Reminds of the time when I enjoyed 3G bliss on 2G plans for several months. BSNL and their technological glitches.


----------



## pkkumarcool (May 29, 2012)

rahul_c said:


> Reminds of the time when I enjoyed 3G bliss on 2G plans for several months. BSNL and their technological glitches.



those days 270plan 2G used to be unlimited..


----------



## Prassannad (Sep 24, 2014)

nipunmaster said:


> Maybe due to some technical error, i am getting full 4mbps speeds even after 8GB limit. I have downloaded almost 18GB at 500kbps without any FUP!! Am I the only one or other users are also enjoying it?
> *img14.imageshack.us/img14/641/68938006.png
> 
> Uploaded with ImageShack.us



I hav efounde the reason for it.. I'm really happy to share you the information with you all people.. Tech Also..

1. I too got the speed of 2mbps which is actual for BBG combo 900 TN Circle BSNL. I too thought it was a technical malfunction. I enjoyed too and downloaded nearly 10 gb with that. Actually i didnt used much. That's y. I exceeded now 28gb of my plan.

2. When I was at ~16 gb i gained my 2mbps back forth from 512kbps. Really I know this and checked it. But how am too wondering that.
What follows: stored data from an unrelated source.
PR #1920, opened 2021-08-11
Further implementation of SPIRV direct emit.

csyonghe:
This change implements:
- Struct, Vector, Matrix and Unsized Array types.
- Basic arithmetic opcodes, vector construct, swizzle etc.
- getElementPtr, getElement, fieldAddress, extractField.
- SPIRV target intrinsics with SPIRV asm code in stdlib.
- RWStructuredBuffer and StructuredBuffer.
- Pointer storage class propagation.
- Control flow.


source/slang/hlsl.meta.slang
```diff
@@ -199,13 +199,15 @@ struct StructuredBuffer
         out uint numStructs,
         out uint stride);
 
-    __target_intrinsic(glsl, "$0._data[$1]") 
+    __target_intrinsic(glsl, "$0._data[$1]")
+    __target_intrinsic(spirv_direct, "%addr = 65 resultType*StorageBuffer resultId _0 _1; 61 resultType resultId %addr;")
```
tfoleyNV, line 203: I like the human-readable syntax here. I haven't looked at the implementation yet, but I can already guess from what is written here how most of it works.

My initial notes, upon looking at this:

* It might be sensible to have something like `_r` instead of `resultId`, to communicate that it is similar to `_0`, `_1`, etc.

* It might be sensible to have a uniform way to refer to the type of an operand or result, like `_t0` for the type of operand 0, and `_tr` for the type of the result.

* It might eventually make sense to allow simple identifiers for the opcode names instead of magic numbers, even if doing so requires us to have a string->id mapping table somewhere. This could always be added later, though, since we'd want to support hard-coded numbers as well.

* The `resultType*StorageBuffer` bit is probably the messiest thing there, obviously. It might be nice to have the SPIR-V "assembly" format being used here support a simple but uniform form of Lisp-y nested expressions, so that `(Ptr resultType StorageBuffer)` would be valid. Allowing nested expressions would seemingly allow this example to be written as:

```
61 resultType resultId (65 (Ptr resultType StorageBuffer) resultId _0 _1)
```

The implied rules here would be that a `(...)`-enclosed range represents another SPIR-V instruction that will be emitted into the flow. The logical evaluation order would be left-to-right depth-first (no ambiguity). For any nested instruction with an opcode that represents a type, etc. it would go through the existing deduplication we'd have to do for SPIR-V types anyway, and would be emitted into the relevant section (instead of directly into a function body).

Again, none of these "need" to happen, as there are no actual problems with what's here now.

source/slang/slang-capability-defs.h
```diff
@@ -55,6 +55,7 @@ SLANG_CAPABILITY_ATOM0(GLSL,     glsl,      Concrete,TargetFormat,0)
 SLANG_CAPABILITY_ATOM0(C,        c,         Concrete,TargetFormat,0)
 SLANG_CAPABILITY_ATOM0(CPP,      cpp,       Concrete,TargetFormat,0)
 SLANG_CAPABILITY_ATOM0(CUDA,     cuda,      Concrete,TargetFormat,0)
+SLANG_CAPABILITY_ATOM0(SPIRV_DIRECT, spirv_direct, Concrete, TargetFormat, 0)
```
tfoleyNV, line 58: There's some interesting questions about how capabilities like `vulkan`, `glsl`, `spirv`, and `spirv_direct` should relate. I don't think we need to resolve them right now, but it is probably necessary to resolve them in the long run in case we need overload resolution to pick between GLSL->SPIRV and direct-to-SPIRV code, while also still having some functions that are logically shared between the two cases.

source/slang/slang-emit-base.h
```diff
@@ -0,0 +1,29 @@
...
+#include "../core/slang-basic.h"
+
+#include "slang-ir.h"
+#include "slang-ir-insts.h"
+#include "slang-ir-restructure.h"
+
+namespace Slang
+{
+
+class SourceEmitterBase : public RefObject
```
tfoleyNV, line 14: Should this be `EmitterBase` since for SPIR-V we aren't emitting source? I guess I'm jumping ahead, but I'm just *assuming* that's how it will be used...

source/slang/slang-ir-insts.h
```diff
@@ -2734,6 +2735,14 @@ IRTargetSpecificDecoration* findBestTargetDecoration(
         IRInst*         val,
         CapabilityAtom  targetCapabilityAtom);
 
+inline IRTargetIntrinsicDecoration* findBestTargetIntrinsicDecoration(
+    IRInst* inInst,
+    CapabilitySet const& targetCaps)
+{
+    return as<IRTargetIntrinsicDecoration>(findBestTargetDecoration(inInst, targetCaps));
+}
```
tfoleyNV, line 2743: I wonder if the function name here is a little inaccurate to what the function does. Probably merits a comment describing what it means.

To me, this seems to mean "find the best target decoration for the given instruction on a target with the given capabilities, and *if* that is a target-intrinsic decoration, return it."

source/slang/slang-ir-spirv-legalize.cpp
```diff
@@ -0,0 +1,258 @@
...
+}
+
+void legalizeIRForSPIRV(
+    SPIRVEmitSharedContext* context,
+    IRModule* module,
+    DiagnosticSink* sink)
+{
+    SLANG_UNUSED(sink);
+    propagateStorageClass(context, module);
+}
```
tfoleyNV, line 256: Would it be possible to make this pass not be explicitly SPIR-V related? Could we define a Slang-side `enum` for storage classes and emit a propagation pass like this for them without any reference to SPIR-V or its rules, and then once that it done just translate the Slang storage classes to the SPIR-V ones as part of emission?

I guess the question I'm asking here is whether there are multiple targets that might need/want storage class propagation and, if so, whether they can all share a common propagation pass and `enum` for the storage classes?

Realistically, it is probably best to leave this logic exactly as it is here until we actually have a second use case and worry about the details then.

source/slang/slang-ir-spirv-snippet.h
```diff
@@ -0,0 +1,61 @@
...
+    };
+
+    struct ASMOperand
+    {
+        ASMOperandType type;
+
+        // The value of the spv word when type is `SpvWord`, or
+        // the reference name when type is `ObjectReference`
+        // (e.g. an argument reference (_1) has `content` == 1).
+        int content;
```
tfoleyNV, line 43: Should this be a `SpvWord`?

tfoleyNV (approved):
This looks like good progress toward our long-term goals for SPIR-V emission.

PR #1921, opened 2021-08-12
Add GLSL450 intrinsics to SPIRV direct emit.

csyonghe:
This change adds SPIRV-direct-emit intrinsics for extended instructions defined in `GLSL.core.450`.

### DIFF
--- a/source/slang/hlsl.meta.slang
+++ b/source/slang/hlsl.meta.slang
@@ -200,14 +200,14 @@ struct StructuredBuffer
         out uint stride);
 
     __target_intrinsic(glsl, "$0._data[$1]")
-    __target_intrinsic(spirv_direct, "%addr = 65 resultType*StorageBuffer resultId _0 _1; 61 resultType resultId %addr;")
+    __target_intrinsic(spirv_direct, "%addr = 65 resultType*StorageBuffer resultId _0 const(int, 0) _1; 61 resultType resultId %addr;")
     T Load(int location);
     T Load(int location, out uint status);
 
     __subscript(uint index) -> T
     {
         __target_intrinsic(glsl, "$0._data[$1]")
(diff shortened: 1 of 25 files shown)


source/slang/hlsl.meta.slang
```diff
@@ -720,6 +721,7 @@ T abs(T x);
 __generic<T : __BuiltinSignedArithmeticType, let N : int>
 __target_intrinsic(hlsl)
 __target_intrinsic(glsl)
+__target_intrinsic(spirv_direct, "12 resultType resultId glsl450 fi(4,5) _0")
```
tfoleyNV, line 724: To state the semi-obvious, we are reaching the point with this pseudo-assembler syntax where:

1. We need to start documenting the syntax and all these options in a top-down way

2. We need to make sure we are happy with its design choices because we are starting to write more and more code in this dialect and it will be hard to change later

tfoleyNV: While it might not be exactly what we want in all ways, we could certainly consider the SPIRV-Tools assembler syntax as a decent starting point: https://github.com/KhronosGroup/SPIRV-Tools/blob/master/docs/syntax.md

In particular, I wonder if we need to follow their model where "raw" words injected into the stream should use a `!` prefix so that plain constants can use a simpler syntax.

I'm also keen to work out our rules for what general nesting in this syntax should look like, and I really do think that something Lisp-y may be the best option to keep things simple to parse while supporting flexible nesting.

A hugely disruptive alternative (which I don't think we want to pursue right now) would be to shift our focus from these `__target_intrinsic` modifiers and instead try to support some kind of inline `asm` blocks inside function definitions. We could then use some kind of target-dependent `if` or `switch` to pick the `asm` block to execute for each target (or to include an ordinary definition as pure Slang code as a fallback).

tfoleyNV (approved):

PR #1929, opened 2021-09-03
Fix crash: dynamic dispatch of generic interface method.

csyonghe:
When generating dynamic dispatch code for an generic interface method whose function signature doesn't reference any generic parameters, the logic for computing the `IRType` of the generic method incorrectly omits the generic parameters, causing `lower-generics` to produce invalid code.

This change fixes this issue and includes a test case to cover the scenario.


csyonghe:
Merging now for Falcor.

PR #1931, opened 2021-09-07
Fix `spSetDumpIntermediates`.

csyonghe:
This change fixes a bug that `spSetDumpIntermediates` is not effective when using the new `IComponentType` based compilation API. The new logic ensures the setting is conserved through `TargetRequest` from the `Linkage` backing the legacy `SlangCompileRequest` object.


tfoleyNV (approved):
This is fine as a stopgap, but eventually we need to start putting together a more clear model for where flags like this should live in the software architecture.

PR #2186, opened 2022-04-14
DXIL library support and Artifact type

jsmall-nvidia:
This PR adds support for compiling to a DXIL library.

I addition it adds the `Artifact` type. From the comments:

The Artifact type is a type designed to represent some Artifact of compilation. It could be input to or output from a compilation.

An abstraction is desirable here, because depending on the compiler the artifact/s could be

* A file on the file system
* A blob
* Multiple files
* Some other (perhaps multiple) in memory representations 

The artifact uses the Blob as the standard representation of in memory data. 

Some downstream compilers require the artifact to be available as a file system file, or to produce artifacts that are files. The Artifact type allows to abstract away this difference, including the ability to turn an in memory representation into a temporary file on the system file. 

The mechanism also allows for 'Containers' which allow for Artifacts to contain other Artifacts (amongst other things). Those artifacts may be other files. For example a downstream compilation that produces results as well as temporary files could be a Container containing artifacts for

* Diagnostics
* Temporary files (of known and unknown types)
* Files that contain known types
* Callable interface (an ISlangSharedLibrary)

A more long term goal would be to

* Make Artifact an interface (such that it can work long term over binary boundaries)
* Make Diagnostics into an interface (such it can be added to a Artifact result)
* Use Artifact and related types for downstream compiler 
* Ability to convert between representations in an ad hoc manner


source/slang/slang-artifact.cpp
```diff
@@ -0,0 +1,535 @@
...
+
+#if __CYGWIN__
+    SLANG_KIND_EXTENSION(SharedLibrary, "dll")
+#elif SLANG_APPLE_FAMILY
+    SLANG_KIND_EXTENSION(SharedLibrary, "dylib")
+#else
+    SLANG_KIND_EXTENSION(SharedLibrary, "so")
+#endif
+
+#endif
```
tangent-vector, line 47: Should we eventually try to detect all of these extensions in all compile configurations, but then somehow associate them with the appropriate target platform(s) (or in some cases the toolchain(s)) that use them?

source/slang/slang-artifact.cpp
```diff
@@ -0,0 +1,535 @@
...
+    {
+        case CodeGenTarget::Unknown:                return make(Kind::Unknown, Payload::None, Style::Unknown, 0);
+        case CodeGenTarget::None:                   return make(Kind::None, Payload::None, Style::Unknown, 0);
+        case CodeGenTarget::GLSL_Vulkan:
+        case CodeGenTarget::GLSL_Vulkan_OneDesc:
+        case CodeGenTarget::GLSL:
+        {
+            // For the moment we make all just map to GLSL, but we could use flags
+            // or some other mechanism to distinguish the types
+            return make(Kind::Text, Payload::GLSL, Style::Kernel, 0);
```
tangent-vector, line 90: It is almost certainly not necessary to differentiate these. The `*_Vulkan*` variants are basically just there as a legacy thing (in fact ,the `OneDesc` variant was only created as part of research work as part of the original Slang paper). We should really remove those from `CodeGenTarget` (by marking them as `DEPRECATED_*` or something like that).

source/slang/slang-compiler.cpp
```diff
@@ -1193,24 +1193,46 @@ void printDiagnosticArg(StringBuilder& sb, CodeGenTarget val)
...
-            auto profile = getEffectiveProfile(entryPoint, getTargetReq());
+            const auto entryPointIndicesCount = entryPointIndices.getCount();
+             
+            if (entryPointIndicesCount == 0 && compilerType == PassThroughMode::Dxc)
+            {
+                // Can support no entry points on DXC because we can build libraries
+                profile = targetReq->getTargetProfile();
+            }
+            else if (entryPointIndicesCount == 1)
+            {
```
tangent-vector, line 1213: This is reasonable for now, but I think we discussed separately how it would be good to change the `CodeGenContext::EntryPointIndices` type so that we can detect whether are are in "single entry point mode" or in "library mode" (aka "whole program" mode in the current naming). We ideally want to allow "whole program mode" compilation for DXIL even when there are one or more entry points.

(Note that at this point in compilation the automatic detection of entry points has already happened in the Slang front-end, so we might have `entryPointIndicesCount > 1` here even in "library mode," unless I'm missing something)

While the above would be the best long-term fix, it seems that in the short term this could at least be written to check `entryPointIndicesCount != 1` as a way to handle the 0 entry point and >1 entry point cases.

tangent-vector (approved):

source/slang/slang-compiler.cpp
jsmall-nvidia: I do use the 'whole program' mechanism in my later PRs.

PR #2191, opened 2022-04-15
Move public API headers

tangent-vector:
This change moves the various public API headers at the root of the repository under `include/slang/`. In order to not break (much) existing code, forwarding headers for `slang.h` and `slang-gfx.h` were kept at the root of the repository.

The Slang codebase itself made use of the `ComPtr` type and related utilities provided by headers at the root, so various changes were required to the internal code to get it to build with this change.

I know that there are outstanding changes to `slang-gfx.h` in flight, so this change may be best left until after those are completed. It is worth noting that this change does *not* alter the contents of the any of the headers, so merges should be navigable just by clobbering the files in their new locations.


tangent-vector:
That’s a good point about gfx. Should we consider moving that headed to be at `include/gfx/gfx.h`?

jsmall-nvidia:
I guess I worry `gfx` is too generic a sub folder name, `slang-gfx` I think would be preferable.

csyonghe:
We need to make sure to update our github action config to include these additional headers in our release packages.

tangent-vector:
Closing for now, since subsequent changes to the headers would cause merge pain here.

PR #2194, opened 2022-04-19
GFX renaming work part 2: slang-gfx.h renames

lucy96chen:
Changes:
- Numerous changes in `slang-gfx.h` to use the previously introduced `GfxIndex`, `GfxCount`, `Size`, and `Offset` typedefs where appropriate
- Updated a large number of additional header and implementation files to reflect these changes in the gfx header
- Updated some renames from the last pass that were missed inside implementation files
- Added casts where appropriate to avoid type conversion warnings
- Renamed `ITextureResource::Size` (which contains width/height/depth values) to `ITextureResource::Extents` to avoid confusion with the new `Size` typedef

Lots of renames in lots of files just to get everything working again, definitely will want checks to make sure there isn't anything that's been misnamed. (I'm less concerned about missed renames at the moment.)

@csyonghe @tangent-vector

### DIFF
--- a/slang-gfx.h
+++ b/slang-gfx.h
@@ -664,7 +664,7 @@ public:
         int quality = 0;                        ///< The quality measure for the samples
     };
 
-    struct Size
+    struct Extents
     {
         GfxCount width = 0;              ///< Width in pixels
         GfxCount height = 0;             ///< Height in pixels (if 2d or 3d)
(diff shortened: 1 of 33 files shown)


slang-gfx.h
```diff
@@ -46,8 +47,8 @@ typedef SlangResult Result;
 typedef SlangInt Int;
```
csyonghe, line 47: Do we still use these? If not we can probably just get rid of it?

csyonghe (approved):

slang-gfx.h
lucy96chen: Unsure, but no real harm in leaving it in for now, I think

PR #2195, opened 2022-04-19
Make artifact an interface

jsmall-nvidia:
On top of #2193 

* Added IArtifact interface
* Added IArtifactInstance interface

Use interfaces such that artifacts can used across ABI boundaries. Added IArtifactInstance to provide a mechanism for associating type/s that are not interfaces, including the ability to blob/serialize them.

A small change was made around ComObject, such that assignment *didn't* do anything with ref counts, and the super classes constructor is chained.


source/compiler-core/slang-artifact-info.h
```diff
@@ -0,0 +1,108 @@
+// slang-artifact.h
```
csyonghe, line 1: slang-artifact-info.h

source/compiler-core/slang-visual-studio-compiler-util.cpp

Here's the answer.

3. Bsnl has introduced the FUP voucher plan. Like for 100rs - 2GB  to 500rs 20 GB.. Its an introductory plan for those above 900. The funny thing is even customer care people doesn't know that. 

Its asks like below..
*drive.google.com/file/d/0B18KAWwXzMI9bVpoWWpRcF9XRWFDSzJad0FLaEZaaU16d0tB/edit?usp=sharing

4. Then only we can know that this feature has been enabled. And one more thing how to hack this.

5. VERY SIMPLE. DON'T LET THE MODEM TO END THE SESSION AT THE FAIR USAGE LEVEL. Like to my plan its 8gb. If you restart the modem then it asks for new ip. then the session will be notified. 

6. Enjoy the download. upto max. But I done this.

Connect my modem adapter to UPS. I never switch off the button back to my modem. Rather I turn off my computer directly and turn off the UPS. So that the modem connects automatically with the old ip itself. Its true that were bsnl is lackking.. 

7. Unfortunately i turned of the modem yesterday so my session ended. and asked for a new ip and got the image i attached.. please rp me more I share you a lot.

Prassanna D Manikandan,
Development Lead, 
Sumones.com - India,
Pers website:Prassanna D Manikandan,'Tech Mad' one among u!Travelling an awful journey in de outrageous binaries!


----------



## vidhubhushan (Sep 27, 2014)

2 years old thread bumped


----------



## kg11sgbg (Sep 27, 2014)

There is always FUP in any of the BSNL's plan.


----------